Description of the task: Return the listing beneath precisely, with every line intact.

Task input:
=====
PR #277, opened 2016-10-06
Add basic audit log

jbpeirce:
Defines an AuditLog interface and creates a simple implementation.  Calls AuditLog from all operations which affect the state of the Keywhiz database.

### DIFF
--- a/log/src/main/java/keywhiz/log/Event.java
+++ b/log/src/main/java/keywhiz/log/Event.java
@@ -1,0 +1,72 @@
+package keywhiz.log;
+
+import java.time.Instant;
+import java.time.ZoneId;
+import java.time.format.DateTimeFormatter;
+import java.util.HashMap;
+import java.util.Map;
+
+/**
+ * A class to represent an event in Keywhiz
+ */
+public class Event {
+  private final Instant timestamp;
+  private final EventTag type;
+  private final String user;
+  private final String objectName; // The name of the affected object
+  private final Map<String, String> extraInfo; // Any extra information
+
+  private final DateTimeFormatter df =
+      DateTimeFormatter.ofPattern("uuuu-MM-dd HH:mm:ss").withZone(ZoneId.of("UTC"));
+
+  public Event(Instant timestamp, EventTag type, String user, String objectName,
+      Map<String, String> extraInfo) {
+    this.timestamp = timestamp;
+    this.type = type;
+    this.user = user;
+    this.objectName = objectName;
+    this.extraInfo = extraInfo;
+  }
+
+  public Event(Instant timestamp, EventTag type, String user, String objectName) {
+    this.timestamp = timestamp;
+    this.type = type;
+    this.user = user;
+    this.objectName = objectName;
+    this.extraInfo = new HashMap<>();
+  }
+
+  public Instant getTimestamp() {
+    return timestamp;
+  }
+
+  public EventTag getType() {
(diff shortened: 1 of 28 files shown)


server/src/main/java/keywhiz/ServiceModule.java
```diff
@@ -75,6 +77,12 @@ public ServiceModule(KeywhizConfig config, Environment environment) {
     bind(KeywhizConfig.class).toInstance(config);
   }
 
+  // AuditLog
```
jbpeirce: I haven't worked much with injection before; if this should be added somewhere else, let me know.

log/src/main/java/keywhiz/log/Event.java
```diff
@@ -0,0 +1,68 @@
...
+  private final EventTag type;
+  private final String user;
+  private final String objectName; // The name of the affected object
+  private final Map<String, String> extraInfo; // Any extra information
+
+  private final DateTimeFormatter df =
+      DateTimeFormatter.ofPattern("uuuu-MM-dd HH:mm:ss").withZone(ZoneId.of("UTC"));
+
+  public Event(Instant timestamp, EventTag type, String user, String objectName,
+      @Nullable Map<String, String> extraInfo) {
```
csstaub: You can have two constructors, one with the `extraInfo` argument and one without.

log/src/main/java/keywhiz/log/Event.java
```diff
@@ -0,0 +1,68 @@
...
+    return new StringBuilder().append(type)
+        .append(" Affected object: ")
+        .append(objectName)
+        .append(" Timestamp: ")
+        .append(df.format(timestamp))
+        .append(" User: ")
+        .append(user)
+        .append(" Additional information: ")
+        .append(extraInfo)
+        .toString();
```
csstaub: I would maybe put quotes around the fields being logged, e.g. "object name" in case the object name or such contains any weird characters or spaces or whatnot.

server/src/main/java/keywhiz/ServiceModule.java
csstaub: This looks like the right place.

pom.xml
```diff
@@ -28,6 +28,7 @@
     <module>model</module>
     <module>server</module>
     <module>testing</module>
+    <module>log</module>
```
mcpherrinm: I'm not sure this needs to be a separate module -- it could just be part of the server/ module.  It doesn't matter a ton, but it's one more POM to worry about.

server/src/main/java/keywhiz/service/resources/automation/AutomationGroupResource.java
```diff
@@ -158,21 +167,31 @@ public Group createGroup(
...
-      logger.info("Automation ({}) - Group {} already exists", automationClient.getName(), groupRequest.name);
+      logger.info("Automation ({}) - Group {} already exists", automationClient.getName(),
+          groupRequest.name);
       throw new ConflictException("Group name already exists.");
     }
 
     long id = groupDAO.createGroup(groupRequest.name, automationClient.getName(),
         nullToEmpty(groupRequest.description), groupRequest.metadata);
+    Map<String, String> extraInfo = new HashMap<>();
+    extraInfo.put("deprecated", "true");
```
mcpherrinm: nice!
=====
Result for this task:
PR #277, opened 2016-10-06
Add basic audit log

jbpeirce:
Defines an AuditLog interface and creates a simple implementation.  Calls AuditLog from all operations which affect the state of the Keywhiz database.

### DIFF
--- a/log/src/main/java/keywhiz/log/Event.java
+++ b/log/src/main/java/keywhiz/log/Event.java
@@ -1,0 +1,72 @@
+package keywhiz.log;
+
+import java.time.Instant;
+import java.time.ZoneId;
+import java.time.format.DateTimeFormatter;
+import java.util.HashMap;
+import java.util.Map;
+
+/**
+ * A class to represent an event in Keywhiz
+ */
+public class Event {
+  private final Instant timestamp;
+  private final EventTag type;
+  private final String user;
+  private final String objectName; // The name of the affected object
+  private final Map<String, String> extraInfo; // Any extra information
+
+  private final DateTimeFormatter df =
+      DateTimeFormatter.ofPattern("uuuu-MM-dd HH:mm:ss").withZone(ZoneId.of("UTC"));
+
+  public Event(Instant timestamp, EventTag type, String user, String objectName,
+      Map<String, String> extraInfo) {
+    this.timestamp = timestamp;
+    this.type = type;
+    this.user = user;
+    this.objectName = objectName;
+    this.extraInfo = extraInfo;
+  }
+
+  public Event(Instant timestamp, EventTag type, String user, String objectName) {
+    this.timestamp = timestamp;
+    this.type = type;
+    this.user = user;
+    this.objectName = objectName;
+    this.extraInfo = new HashMap<>();
+  }
+
+  public Instant getTimestamp() {
+    return timestamp;
+  }
+
+  public EventTag getType() {
(diff shortened: 1 of 28 files shown)


server/src/main/java/keywhiz/ServiceModule.java
```diff
@@ -75,6 +77,12 @@ public ServiceModule(KeywhizConfig config, Environment environment) {
     bind(KeywhizConfig.class).toInstance(config);
   }
 
+  // AuditLog
```
jbpeirce: I haven't worked much with injection before; if this should be added somewhere else, let me know.

log/src/main/java/keywhiz/log/Event.java
```diff
@@ -0,0 +1,68 @@
...
+  private final EventTag type;
+  private final String user;
+  private final String objectName; // The name of the affected object
+  private final Map<String, String> extraInfo; // Any extra information
+
+  private final DateTimeFormatter df =
+      DateTimeFormatter.ofPattern("uuuu-MM-dd HH:mm:ss").withZone(ZoneId.of("UTC"));
+
+  public Event(Instant timestamp, EventTag type, String user, String objectName,
+      @Nullable Map<String, String> extraInfo) {
```
csstaub: You can have two constructors, one with the `extraInfo` argument and one without.

log/src/main/java/keywhiz/log/Event.java
```diff
@@ -0,0 +1,68 @@
...
+    return new StringBuilder().append(type)
+        .append(" Affected object: ")
+        .append(objectName)
+        .append(" Timestamp: ")
+        .append(df.format(timestamp))
+        .append(" User: ")
+        .append(user)
+        .append(" Additional information: ")
+        .append(extraInfo)
+        .toString();
```
csstaub: I would maybe put quotes around the fields being logged, e.g. "object name" in case the object name or such contains any weird characters or spaces or whatnot.

server/src/main/java/keywhiz/ServiceModule.java
csstaub: This looks like the right place.

pom.xml
```diff
@@ -28,6 +28,7 @@
     <module>model</module>
     <module>server</module>
     <module>testing</module>
+    <module>log</module>
```
mcpherrinm: I'm not sure this needs to be a separate module -- it could just be part of the server/ module.  It doesn't matter a ton, but it's one more POM to worry about.

server/src/main/java/keywhiz/service/resources/automation/AutomationGroupResource.java
```diff
@@ -158,21 +167,31 @@ public Group createGroup(
...
-      logger.info("Automation ({}) - Group {} already exists", automationClient.getName(), groupRequest.name);
+      logger.info("Automation ({}) - Group {} already exists", automationClient.getName(),
+          groupRequest.name);
       throw new ConflictException("Group name already exists.");
     }
 
     long id = groupDAO.createGroup(groupRequest.name, automationClient.getName(),
         nullToEmpty(groupRequest.description), groupRequest.metadata);
+    Map<String, String> extraInfo = new HashMap<>();
+    extraInfo.put("deprecated", "true");
```
mcpherrinm: nice!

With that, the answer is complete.